┌────────
PR #626, opened 2026-09-06
Issue625

jonwright:
Cleans up a bunch of shape= things for numpy 2.5. 

REQUIRES REVIEW - LLM code

### DIFF
--- a/ImageD11/depreciated/peaklabel.py
+++ b/ImageD11/depreciated/peaklabel.py
@@ -158,9 +158,9 @@ def build_overlap_matrix(ds, hname):
     npk = ds.nlm.sum()
     ds.firstpk = np.zeros( ds.nlm.shape, int )
     s = ds.firstpk.shape
-    ds.firstpk.shape=-1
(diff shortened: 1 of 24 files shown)


jonwright:
I am still not happy with the nputils code. If we are running a free threaded python then I think we should require the reshape code path. So if someone installs numpy < 2.1 (or is it <2.5) on free threaded, then their env is not great for free threaded and everything will be disappointing. So we should check if we are on a free threaded build, and if we are, shall we insist that the numpy is compatible. If it is not, we should issue a logging.warning that they have a broken environment. The question is whether to raise an Exception, and refuse to run (e.g. force them to have latest numpy) or whether we allow people to use the code in broken envs.... I think this depends on how numpy 2.0 and 2.1 behave with 3.14t. The shape setting is a hypothetical bug which may or may not be a problem, depending on race conditions. It does not always come up. Whichever way we go, I don't think it is good for me to have ImageD11 running on 3.15t with a numpy that allows `ar.shape=` and not be aware of that happening. What can you propose?

jonwright:
This should fix the numpy<2 error in polefigures.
└────────
Could you count how many lines in the records contain the word "firstpk"? Only the number is needed.

_Task solution_:
3